Data for this exercise:
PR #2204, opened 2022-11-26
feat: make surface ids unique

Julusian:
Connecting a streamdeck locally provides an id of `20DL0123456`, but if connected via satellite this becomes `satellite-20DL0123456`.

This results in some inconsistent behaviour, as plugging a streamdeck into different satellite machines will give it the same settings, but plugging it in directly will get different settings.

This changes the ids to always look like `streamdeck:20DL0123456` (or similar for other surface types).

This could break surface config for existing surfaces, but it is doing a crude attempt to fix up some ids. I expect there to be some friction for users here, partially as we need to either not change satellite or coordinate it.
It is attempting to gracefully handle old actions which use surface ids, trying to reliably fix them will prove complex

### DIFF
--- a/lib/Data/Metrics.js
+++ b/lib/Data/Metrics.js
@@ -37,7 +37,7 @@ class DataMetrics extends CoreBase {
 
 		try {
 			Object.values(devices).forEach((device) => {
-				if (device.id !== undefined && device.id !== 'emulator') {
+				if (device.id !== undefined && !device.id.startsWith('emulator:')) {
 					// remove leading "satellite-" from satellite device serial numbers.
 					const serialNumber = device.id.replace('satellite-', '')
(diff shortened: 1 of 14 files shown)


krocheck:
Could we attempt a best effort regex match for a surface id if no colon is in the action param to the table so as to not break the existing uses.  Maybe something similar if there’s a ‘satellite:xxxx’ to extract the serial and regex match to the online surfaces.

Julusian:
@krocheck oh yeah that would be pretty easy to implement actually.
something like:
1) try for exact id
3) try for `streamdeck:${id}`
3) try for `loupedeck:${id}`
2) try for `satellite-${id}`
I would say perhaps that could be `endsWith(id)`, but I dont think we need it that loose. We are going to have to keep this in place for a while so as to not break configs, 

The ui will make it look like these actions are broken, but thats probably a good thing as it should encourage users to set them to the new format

Brief:
In full and without alteration, reproduce the records above.

Response below:
PR #2204, opened 2022-11-26
feat: make surface ids unique

Julusian:
Connecting a streamdeck locally provides an id of `20DL0123456`, but if connected via satellite this becomes `satellite-20DL0123456`.

This results in some inconsistent behaviour, as plugging a streamdeck into different satellite machines will give it the same settings, but plugging it in directly will get different settings.

This changes the ids to always look like `streamdeck:20DL0123456` (or similar for other surface types).

This could break surface config for existing surfaces, but it is doing a crude attempt to fix up some ids. I expect there to be some friction for users here, partially as we need to either not change satellite or coordinate it.
It is attempting to gracefully handle old actions which use surface ids, trying to reliably fix them will prove complex

### DIFF
--- a/lib/Data/Metrics.js
+++ b/lib/Data/Metrics.js
@@ -37,7 +37,7 @@ class DataMetrics extends CoreBase {
 
 		try {
 			Object.values(devices).forEach((device) => {
-				if (device.id !== undefined && device.id !== 'emulator') {
+				if (device.id !== undefined && !device.id.startsWith('emulator:')) {
 					// remove leading "satellite-" from satellite device serial numbers.
 					const serialNumber = device.id.replace('satellite-', '')
(diff shortened: 1 of 14 files shown)


krocheck:
Could we attempt a best effort regex match for a surface id if no colon is in the action param to the table so as to not break the existing uses.  Maybe something similar if there’s a ‘satellite:xxxx’ to extract the serial and regex match to the online surfaces.

Julusian:
@krocheck oh yeah that would be pretty easy to implement actually.
something like:
1) try for exact id
3) try for `streamdeck:${id}`
3) try for `loupedeck:${id}`
2) try for `satellite-${id}`
I would say perhaps that could be `endsWith(id)`, but I dont think we need it that loose. We are going to have to keep this in place for a while so as to not break configs, 

The ui will make it look like these actions are broken, but thats probably a good thing as it should encourage users to set them to the new format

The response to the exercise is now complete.